**Exercise directions:**
Look for the word "since" in the material below, then report each line where it occurs.

**Data supplied:**
[Start of section]

PR #1204, opened 2018-04-11
Feature/amount different precision

victordrobny:
### Description of the Change
Command executor and amount + and - operators were reworked in order in order to process amounts with different precisions. 

### Benefits
It is possible to operate with amounts with different precision.


l4l:
That may lead to uint256 overflow, but not sure
May you add integration test as well? (similar to `Uint256DestOverflow`)

victordrobny:
Amount overflowing is checked in wsv_command_validate_execute_test. Why is it necessary to make integration test?

l4l:
They are similar cases, but not the same. Case with different precision has additional multiplication, thus much easier to get overflow

irohad/execution/impl/command_executor.cpp
```diff
@@ -62,16 +62,18 @@ namespace iroha {
...
           command_name);
     }
-    auto precision = asset.value()->precision();
 
-    if (command->amount().precision() != precision) {
+    auto precision = asset.value()->precision();
+    if (command->amount().precision() > precision) {
       return makeExecutionError(
-          (boost::format("precision mismatch: expected %d, but got %d")
+          (boost::format("command pecision is greater than asset precision: "
```
nickaleks: typo "pecision"

irohad/execution/impl/command_executor.cpp
```diff
@@ -354,14 +358,16 @@ namespace iroha {
           command_name);
     }
     auto precision = asset.value()->precision();
-
-    if (command->amount().precision() != precision) {
+    if (command->amount().precision() > precision) {
       return makeExecutionError(
-          (boost::format("precision mismatch: expected %d, but got %d")
+          (boost::format("command pecision is greater than asset precision: "
```
nickaleks: Same typo

irohad/execution/impl/command_executor.cpp
```diff
@@ -417,23 +425,29 @@ namespace iroha {
               .str(),
           command_name);
     }
-    // Precision for both wallets
     auto precision = asset.value()->precision();
-    if (command->amount().precision() != precision) {
+    if (command->amount().precision() > precision) {
       return makeExecutionError(
-          (boost::format("precision %d is wrong") % precision).str(),
+          (boost::format("command pecision is greater than asset precision: "
```
nickaleks: Same typo

shared_model/utils/amount_utils.hpp
```diff
@@ -31,19 +33,17 @@ iroha::expected::Result<std::shared_ptr<shared_model::interface::Amount>,
...
           const shared_model::interface::Amount &b) {
-  // check precisions
-  if (a.precision() != b.precision()) {
-    return iroha::expected::makeError(
-        std::make_shared<std::string>("precision mismatch"));
-  }
-  if (a.intValue() + b.intValue() < a.intValue()
-      || a.intValue() + b.intValue() < b.intValue()) {
+  auto max_precision = std::max(a.precision(), b.precision());
+  auto val_a = a.intValue() * (int)std::pow(10, max_precision - a.precision());
```
nickaleks: Why cast to int?

shared_model/utils/amount_utils.hpp
```diff
@@ -31,19 +33,17 @@ iroha::expected::Result<std::shared_ptr<shared_model::interface::Amount>,
...
+  auto val_b = b.intValue() * (int)std::pow(10, max_precision - b.precision());
```
nickaleks: One of these multiplications is not needed since max_precision is either a.precision() or b.precision()

shared_model/utils/amount_utils.hpp
```diff
@@ -31,19 +33,17 @@ iroha::expected::Result<std::shared_ptr<shared_model::interface::Amount>,
...
+  if (val_a < a.intValue() || val_b < b.intValue() || val_a + val_b < val_a
+      || val_a + val_b < val_b) {
     return iroha::expected::makeError(
         std::make_shared<std::string>("addition overflows"));
   }
   return shared_model::builder::AmountBuilderWithoutValidator()
```
nickaleks: Why use builder without validator?

shared_model/utils/amount_utils.hpp
```diff
@@ -58,22 +58,50 @@ iroha::expected::Result<std::shared_ptr<shared_model::interface::Amount>,
...
-      .precision(a.precision())
-      .intValue(a.intValue() - b.intValue())
+      .precision(max_precision)
+      .intValue(val_a - val_b)
       .build();
 }
 
+/**
+ * Make amount with bigger precision
+ * Otherwise nullopt is returned
```
nickaleks: Result is returned here, not optional

shared_model/utils/amount_utils.hpp
```diff
@@ -58,22 +58,50 @@ iroha::expected::Result<std::shared_ptr<shared_model::interface::Amount>,
...
+ * @param a amount
+ * @param b right term
+ */
+iroha::expected::Result<std::shared_ptr<shared_model::interface::Amount>,
```
nickaleks: You can use PolymorphicResult to avoid writing shared_ptr

shared_model/utils/amount_utils.hpp
```diff
@@ -58,22 +58,50 @@ iroha::expected::Result<std::shared_ptr<shared_model::interface::Amount>,
...
+                        std::shared_ptr<std::string>>
+makePrecision(const shared_model::interface::Amount &amount,
```
nickaleks: Why is this function called makePrecision when it makes amount?

shared_model/utils/amount_utils.hpp
```diff
@@ -58,22 +58,50 @@ iroha::expected::Result<std::shared_ptr<shared_model::interface::Amount>,
...
+          const int new_precision) {
```
nickaleks: do we need const here?

test/module/irohad/model/command_validate_execute_test.cpp
```diff
@@ -1395,6 +1409,47 @@ TEST_F(TransferAssetTest, InvalidWhenNoAssetDuringValidation) {
   ASSERT_NO_THROW(checkErrorCase(validateAndExecute()));
 }
 
+TEST_F(TransferAssetTest, InvalidWhenWrongPrecision) {
```
nickaleks: Please add given, when, then comments

test/module/shared_model/amount_utils_test.cpp
```diff
@@ -0,0 +1,147 @@
...
+ * limitations under the License.
+ */
+
+#include <gtest/gtest.h>
+
+#include "utils/amount_utils.hpp"
+
+class AmountTest : public testing::Test {};
+
+TEST_F(AmountTest, PlusTest) {
```
nickaleks: Please add comments to tests

test/module/shared_model/amount_utils_test.cpp
```diff
@@ -0,0 +1,147 @@
...
+TEST_F(AmountTest, MinusTest) {
+  iroha::expected::Result<std::shared_ptr<shared_model::interface::Amount>,
+                          std::shared_ptr<std::string>>
+      a = shared_model::builder::DefaultAmountBuilder::fromString("1234.567");
+
+  iroha::expected::Result<std::shared_ptr<shared_model::interface::Amount>,
+                          std::shared_ptr<std::string>>
+      b = shared_model::builder::DefaultAmountBuilder::fromString("100");
+
+  a.match(
```
nickaleks: Can you use | operator here?

shared_model/utils/amount_utils.hpp
victordrobny: There is no operator with double

shared_model/utils/amount_utils.hpp
victordrobny: Because of it can create invalid amount in terms of stateless validation(which is equal to 0)

shared_model/utils/amount_utils.hpp
victordrobny: Well, what is the problem with const here?

shared_model/utils/amount_utils.hpp
nickaleks: Can you make a function which does static cast on std::pow result to remove duplication?

test/module/shared_model/amount_utils_test.cpp
nickaleks: I believe there exists overload of | for functions which do not return anything

victordrobny: Yes, but you don't have an option to get values from results(if I get it correct)

nickaleks: In result_fixture.hpp we have some convenience functions for tests. Maybe something from there can be used to reduce nesting

nickaleks:
Please move split amount_utils to header and cpp files.

shared_model/utils/amount_utils.hpp
```diff
@@ -18,62 +18,92 @@
...
           const shared_model::interface::Amount &b) {
-  // check precisions
-  if (a.precision() != b.precision()) {
-    return iroha::expected::makeError(
-        std::make_shared<std::string>("precision mismatch"));
-  }
-  if (a.intValue() + b.intValue() < a.intValue()
-      || a.intValue() + b.intValue() < b.intValue()) {
+  auto max_precision = std::max(a.precision(), b.precision());
+  auto val_a = a.intValue() * pow(10, max_precision - a.precision());
```
nickaleks: pow will overflow here if the difference is greater than 9

shared_model/utils/amount_utils.hpp
```diff
@@ -18,62 +18,92 @@
...
 operator+(const shared_model::interface::Amount &a,
           const shared_model::interface::Amount &b) {
-  // check precisions
-  if (a.precision() != b.precision()) {
-    return iroha::expected::makeError(
-        std::make_shared<std::string>("precision mismatch"));
-  }
-  if (a.intValue() + b.intValue() < a.intValue()
-      || a.intValue() + b.intValue() < b.intValue()) {
+  auto max_precision = std::max(a.precision(), b.precision());
```
nickaleks: Consider making the code block which computes values for the same precisions into a separate function, since you do the same thing below

shared_model/utils/impl/amount_utils_impl.cpp
```diff
@@ -0,0 +1,121 @@
+/**
```
nickaleks: Not really sure amount_utils_impl is a good name here. Amount utils does define any virtual methods

shared_model/utils/amount_utils.hpp
```diff
@@ -18,74 +18,46 @@
 #ifndef IROHA_AMOUNT_UTILS_HPP
 #define IROHA_AMOUNT_UTILS_HPP
 
+#include <boost/multiprecision/cpp_int.hpp>
+
+#include "builders/default_builders.hpp"
 #include "builders/protobuf/common_objects/proto_amount_builder.hpp"
+#include "common/result.hpp"
+
+boost::multiprecision::uint256_t increaseValuePrecision(
```
nickaleks: Should it be in a global namespace?

shared_model/utils/amount_utils.hpp
```diff
@@ -18,74 +18,46 @@
...
+
+/**
+ * Make amount with bigger precision
+ * Result is returned
+ * @param a amount
+ * @param b right term
+ */
+iroha::expected::PolymorphicResult<shared_model::interface::Amount, std::string>
+makeAmountWithPrecision(const shared_model::interface::Amount &amount,
+                        const int new_precision);
```
nickaleks: why const here?

shared_model/utils/impl/amount_utils_impl.cpp
```diff
@@ -0,0 +1,121 @@
...
+ * @param a left term
+ * @param b right term
+ */
+iroha::expected::PolymorphicResult<shared_model::interface::Amount, std::string>
+operator-(const shared_model::interface::Amount &a,
+          const shared_model::interface::Amount &b) {
+  // check if a greater than b
+  if (a.intValue() < b.intValue()) {
+    return iroha::expected::makeError(
+        std::make_shared<std::string>("minuend is smaller than subtrahend"));
```
nickaleks: Consider printing a & b as well

shared_model/utils/impl/amount_utils_impl.cpp
```diff
@@ -0,0 +1,121 @@
...
+ * Unless required by applicable law or agreed to in writing, software
+ * distributed under the License is distributed on an "AS IS" BASIS,
+ * WITHOUT WARRANTIES OR CONDITIONS OF ANY KIND, either express or implied.
+ * See the License for the specific language governing permissions and
+ * limitations under the License.
+ */
+
+#include "utils/amount_utils.hpp"
+
+const boost::multiprecision::uint256_t ten = 10;
```
nickaleks: Do we need this constant? It only used once in increaseValuePrecision

victordrobny: Yes, it is used only once

shared_model/utils/amount_utils.hpp
victordrobny: It is immutable anyway

shared_model/utils/amount_utils.hpp
victordrobny: It is immutable anyway

test/module/irohad/model/command_validate_execute_test.cpp
```diff
@@ -497,36 +505,42 @@ TEST_F(SubtractAssetQuantityTest, InvalidWhenNoRoles) {
...
  * @given SubtractAssetQuantity
- * @when arguments amount is zero
+ * @when arguments amount precision is invalid
  * @then executor will be failed
  */
-TEST_F(SubtractAssetQuantityTest, InvalidWhenZeroAmount) {
-  // Amount is zero
-  Amount amount(0);
+TEST_F(SubtractAssetQuantityTest, InvalidWhenWrongPrecision) {
+  // Amount is with wrong precision (must not greater than 2)
```
nickaleks: must not be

[End of section]

**Completed task:**
nickaleks: One of these multiplications is not needed since max_precision is either a.precision() or b.precision()
nickaleks: Consider making the code block which computes values for the same precisions into a separate function, since you do the same thing below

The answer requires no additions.